Responsibilities
- Design, build, and maintain security tools, scripts, and automations to enhance the effectiveness and efficiency of security workflows.
- Partner with Engineering teams to manage and drive remediation of security vulnerabilities identified via internal and external sources.
- Evaluate and prioritize security risks based on industry standards (e.g., CVSS, CWE) and business context to ensure timely risk reduction.
- Recommend, implement, and optimize technical controls to effectively reduce organizational risk.
- Ensure security policies and standards are being properly applied throughout the entire organization.
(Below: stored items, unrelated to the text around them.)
PR #207, opened 2024-01-29
set palworldsettings via envsubst and templating

MSpreckels:
Hi there!

I've got another idea for setting the PalWorldSettings.ini!

In my example I use a template file that has environment variables set for each parameter. Using envsubst I patch those env vars in while also setting a default value for each.

I have tested if the variables are set in file but not ingame, yet.


Twinki14:
This is way cleaner, and way easier to maintain long-term

Some things to test,

- Server name / description, something with spaces, `SERVER_NAME="A server with spaces in it's name"`

MSpreckels:
I wanted to wait for some feedback before i continue working on it and building it further. There is still alot to test about e.g. i already saw that string arent properly parsed. Will continue work on this tomorrow

thijsvanloef:
@MSpreckels Keep doing that you are doing, this sounds like an awesome solution

thijsvanloef:
@MSpreckels keep the naming as close to the PalWorldSettings.ini, except for the ones that introduce breaking changes.

Tonight I'll test your PR as well, thanks for all your work

thijsvanloef:
Also some more things to test: 
- SERVER_NAME=hello world
- SERVER_NAME="hello world"
- SERVER_NAME=https://github.com
- SERVER_NAME="https://github.com"
- SERVER_NAME=special -&\/#@ characters
- SERVER_NAME="special -&\/#@ characters"
Too see if everything gets handled correctly

MSpreckels:
> @MSpreckels keep the naming as close to the PalWorldSettings.ini, except for the ones that introduce breaking changes.
> 
> Tonight I'll test your PR as well, thanks for all your work

will check that tomorrow

> Also some more things to test:
> 
> * SERVER_NAME=hello world
> * "SERVER_NAME=hello world"
> * SERVER_NAME=https://github.com
> * "SERVER_NAME=https://github.com"
> * SERVER_NAME=special -&/#@ characters
> * "SERVER_NAME=special -&/#@ characters"
>   Too see if everything gets handled correctly

These are the results when i put the values in the config map:
1. https://i.imgur.com/ie7T2L0.png
3. https://i.imgur.com/0xZVgkb.png
5. https://i.imgur.com/m2xlytD.png

`SERVER_NAME = value` and `SERVER_NAME = "value"` give the same results

`SERVER_NAME = "\"value\""` breaks it tho

if you could test it using the docker command would be nice

thijsvanloef:
@MSpreckels As for the debug question (sorry missed it completely) I would like a DEBUG env var to switch them on. But disable them by default

vhladiienko:
I don't think env vars work at all on 0.19.1 either 🤔

Twinki14:
> Initial testing does not seem very succesfull, all PalWorldSettings.ini are set correctly, however it does not seem to work ingame: `PalWorldSettings.ini`

This is more likely a problem with the formatting of the ini file, all settings may need to be on one line.

The values are reaching the ini file, which is a really good sign for this method. Now we just need to get the ini formatted correctly so that the server picks up the settings properly.

Twinki14:
> Some considerations:
> 
> * Should i keep the debug output?
> * What kind of naming do i use for envronment variables?

In my opinion,
- Let's always output the environment variables, it's very useful information to have and imo a informational level, not debug level. Outputting the full ini after compilation would also be a bonus
- Take the setting and convert it to snake case, that should be the environment variable naming scheme. `DayTimeSpeedRate` -> `DAY_TIME_SPEED_RATE`, `bIsPvP` -> `B_IS_PVP`

MSpreckels:
Hey thanks for testing! I wonder why it is not formatting correctly. I'm using `tr` to remove all the new lines. Might be a tooling difference between macos and linux? I'll check.

> * Take the setting and convert it to SNAKE_CASE, that should be the environment variable naming scheme.
>   * ...
>   * `bIsPvP` -> `B_IS_PVP`

I'd maybe remove type identifiers like **b** :)

> * Take the setting and convert it to SNAKE_CASE, that should be the environment variable naming scheme.
>   * ...
>   * Prefixing each environment variable with `PALWORLD_SERVER_` might be smart, if we want to support "other" ini sections, but I don't think it's worthwhile

I don't like prefixing them. Some of those variables are already super long which would make it more unreadable.

> * Take the setting and convert it to SNAKE_CASE, that should be the environment variable naming scheme.
>   * ...
>   * This would set us up nicely for the future if we ever wanted to automate the creation of the setting compilation script, we could read settings from a `DefaultPalworldSettings.ini`, and easily convert each setting to a environment variable counterpart

I like that idea!

thijsvanloef:
I've done some initial testing and everything seems to work! Will test more thoroughly tomorrow. Thank you for all the work!

Twinki14:
> I'd maybe remove type identifiers like **b** :)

- Manage and optimize a suite of security tools, including SOAR, EDR, DLP, and other solutions.
- Author Agile stories, estimate story points, assist with sprint planning, and retrospectives.
- Maintain and create secure development best practices for our engineering teams.
- Identify risks in software architecture and internal development processes.
- Participate in a rotating on-call schedule for incident monitoring and triaging of security-related events.
Requirements
- 5+ years of experience in Information Security, DevSecOps, or a combined background in DevOps/Software Engineering, with a focus on vulnerability management and technical security assessments.
- Deep technical understanding of modern systems architecture, including Cloud (AWS), containers/orchestration (Kubernetes, Docker), and serverless workflows.
- Experience with vulnerability analysis, including understanding CVEs, and identifying/remediating security issues within application code.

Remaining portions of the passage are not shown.